The making of Supreme Commander - camtarn
https://www.eurogamer.net/articles/2018-01-07-the-making-of-supreme-commander
======
tynpeddler
I really enjoyed Supreme Commander. There are a number of features (scale,
strategic zoom, automation controls) that I wish were more popular in RTS's.
Planetary annihilation tried to extend the concept in a novel way, but the
execution stumbled a little bit and the micro transactions were aggravating.

That being said, I think SupCom had a critical error that really hampered the
longevity of the gameplay. SupCom (and Total Annihilation) follows the
"Upgrade is Upgrade" model of game progression. This is a really common model
in a lot of mediocre RTS's. Basically it means that in the early part of the
game, you build a selection of robots, tanks, artillery, and planes.
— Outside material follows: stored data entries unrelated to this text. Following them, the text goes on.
Issue #1164, opened 2015-08-13
Clearer error on "PUT /v2/entities/<entityId>/attrs/<atrtrName>" without 'value' in payload


kzangeli:
A `PUT /v2/entities/<entityId>/attrs/<atrtrName>` without { "value": "xxx" } in the payload gives an error. The error message is not clear at all and should be improved.

The error is due to the broker demands an attribute to have a value. Doing a PUT, the entire state of the attribute is replaced by the new state and if no "value" is present ... then it is an error.

For now it seems the broker will keep working this way and we just need to return a clearer response. However, another approach would be to loosen the restriction on 'value' mandatory for attributes and let the request through.

**Effort: 1 man day**

fgalan:
The error will use "422 unprocessable entity" as HTTP status code and "InvalidModification" in the `error` text. The `description` feld would include an explanation about value is missing.

The .apib for v2 has to be edit as part of this issue to include the new error in the documentation.

rbl219:
With code modifications currently implemented to resolve this issue,  generated error response will be:

'''
HTTP/1.1 422 Unprocessable Entity
Content-Length: 96
Content-Type: application/json
Date: Wed, 16 Sep 2015 18:13:34 GMT

{"error":"Invalid Modification","description":"Empty attribute not allowed in APPEND or UPDATE"}
'''

You consider this response is correct, or some improvements should be made?

fgalan:
Just to know... before modifications, which error message was being generated?

fgalan:
Some recomendations on the new error message:

* Use `InvalidModifications` (without whitespace)
* I

rbl219:
Before modifications error was:



HTTP/1.1 472 Unknown
Content-Length: 0
Date: Wed, 16 Sep 2015 15:10:11 GMT

kzangeli:
Just one comment on this ...
We are now to allow requests with attributes without 'value'.
Perhaps it should be allowed here too ?

fgalan:
We are allowing request without 'value' in operations where it make sense (e.g. PATCH), but in this case the `PUT /v2/entities/<entityId>/attrs/<atrtrName>` semantics are "throw away value/type/metadata of the attribute and replace it by the value/type/metadata in the payload of the request". Given that 'value' is mandatory in NGSI, this particular operation has to have a 'value' field.

[...]

PR #1245, opened 2015-09-17
hardening/errorAttrsWithoutValue

rbl219:
Resolved issue   #1164

Clearer error on "PUT /v2/entities/<entityId>/attrs/<atrtrName>" without 'value' in payload


doc/apiary/v2/fiware-ngsiv2-reference.apib
```diff
@@ -240,6 +240,7 @@ Error list (HTTP response code in paranthesis):
 * LengthRequired (411). Zero/No Content-Length in PUT/POST/PATCH request
 * RequestEntityTooLarge (413). Payload too large
 * UnsupportedMediaType (415). Request content type is not supported.
+* InvalidModification (422). Request payload is missing some piece of information.
```
fgalan: Maybe is better English to say?

"Request payload misses some piece of information"

doc/apiary/v2/fiware-ngsiv2-reference.apib
```diff
@@ -240,6 +240,7 @@ Error list (HTTP response code in paranthesis):
 * LengthRequired (411). Zero/No Content-Length in PUT/POST/PATCH request
```
fgalan: CNR file entry corresponding to this PR is missing.

src/lib/mongoBackend/MongoCommonUpdate.cpp
```diff
@@ -2239,7 +2240,7 @@ void processContextElement
       {
         ContextAttribute* ca = new ContextAttribute(aP);
 
-        buildGeneralErrorResponse(ceP, ca, responseP, SccInvalidParameter,
+        buildGeneralErrorResponse(ceP, ca, responseP, SccInvalidModification,
```
fgalan: Interesting point to think about it... :)

This change introduces a slight backward compability break, as we are returning 422 in places where 472 was returned previously. However, in this case we are moving from a general error (invalid parameter, in general) to a more specific error (invalid modification), so I think is actually an improvement.

We could avoid this and preserve previous NGSIv1 behaviour using the "if (apiVersion == v2)" technique already used in other PRs. However, in this particular case I think we should leave the modification as @rbl219 suggest.

Opinions?

test/functionalTest/cases/0000_ngsi10_update/update_sequence_empty_value_in_context_value.test
```diff
@@ -72,8 +72,8 @@ Date: REGEX(.*)
         </contextAttributeList>
       </contextElement>
       <statusCode>
-        <code>472</code>
-        <reasonPhrase>request parameter is invalid/not allowed</reasonPhrase>
+        <code>422</code>
+        <reasonPhrase>Invalid Modification</reasonPhrase>
         <details>action: APPEND - entity: [OfficeRoom, Room, false] - offending attribute: pressure - empty attribute not allowed in APPEND or UPDATE</details>
       </statusCode>
     </contextElementResponse>
```
fgalan: Could you include a test harness to test the fixing in the NGSIv2 API, pls? Contact me if you have doubt about it :)

doc/apiary/v2/fiware-ngsiv2-reference.apib
rbl219: Fix in commit ed18967

test/functionalTest/cases/0000_ngsi10_update/update_sequence_empty_value_in_context_value.test
rbl219: ok, I will include new test harness

src/lib/mongoBackend/MongoCommonUpdate.cpp
kzangeli: I would vote for not breaking backward compatibility ...

doc/apiary/v2/fiware-ngsiv2-reference.apib
kzangeli: Better would be to turn it around:

Some piece of information (is) missing in payload

src/lib/mongoBackend/MongoCommonUpdate.cpp
fgalan: After a skype discussion, at the end we will keep the code as it is now, due to:

* Backward compabilitiy is really really small
* It involves an improvement
* Keep backward compability infolves extra work
* Kepp backward compability involves "dirty" code due to the "if (apiVersion == v2)"  exceptions.

However, let's make this explicit in the CNR, with an additiona entry like this:

"Fix: chaned error code from 472 (Invalid Parameter) changed to 422 (Invalid Moficiation) in NGSIv1 in the case of missing attribute value (#1164)"

test/functionalTest/cases/0000_ngsi10_update/update_sequence_empty_value_in_context_value.test
rbl219: Fix in commit 6d6b824

src/lib/mongoBackend/MongoCommonUpdate.cpp
rbl219: Fix in commit 14fa438

doc/apiary/v2/fiware-ngsiv2-reference.apib
fgalan: Fixed.

fgalan:
LGTM (but unable to merge yet due develop need to be merged...)

kzangeli:
LGTM, after pending merge ...

rbl219:
Merged in commit ff5521c

Issue #1188, opened 2015-08-25
Update an attribute to empty string


crbrox:
Changing an attribute to empty string ("") gives a 472 Unknown

Try https://github.com/telefonicaid/fiware-orion/blob/dbb0bfbad282132317fa28aba864f5e3905f397c/test/functionalTest/cases/1185_udpate_change_value_type/update_empty_string.test

fgalan:
Fixed in PR https://github.com/telefonicaid/fiware-orion/pull/1247

Issue #1187, opened 2015-08-25
Creating an entity with attribute value empty string


crbrox:
POSTing an entity whit attr "" returns 200 OK, but the entity is not created (or not GETable)

Try https://github.com/telefonicaid/fiware-orion/blob/dbb0bfbad282132317fa28aba864f5e3905f397c/test/functionalTest/cases/1185_udpate_change_value_type/create_empty_string.test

At some
point you "upgrade" your economy and build a new selection robots, tanks,
artillery and planes that are almost identical to the first batch but are
bigger and better. And then this happens again and you build a 3rd set of
units that are almost identical to the first and second sets of units, except
they're even bigger and better. If that sounds repetitious and tedious, that's
because it is. Basically you repeat the same game 3 times before you start
getting to end game units that start offering you new and different strategic
options.

This is contrasted by Warcraft and Starcraft's "Upgrade is Sidegrade" model.
In these games, every unit represents a new and unique set of options. You
upgrade your economy in order to create an army that moves faster, or in the
air, or has better artillery option. Economic progression is used to drive new
tactics and strategy, or is used to counter your opponent's new units. In this
model, the play changes as you move through the different stages of the game.
This is much more interesting to play and watch as the game is constantly
evolving as players produce new types of units.

If someone could combine Planetary Annihilation's concept, with SupCom's
execution of scale, and Starcraft's polish and upgrade model, I think we'd
have an RTS for the ages.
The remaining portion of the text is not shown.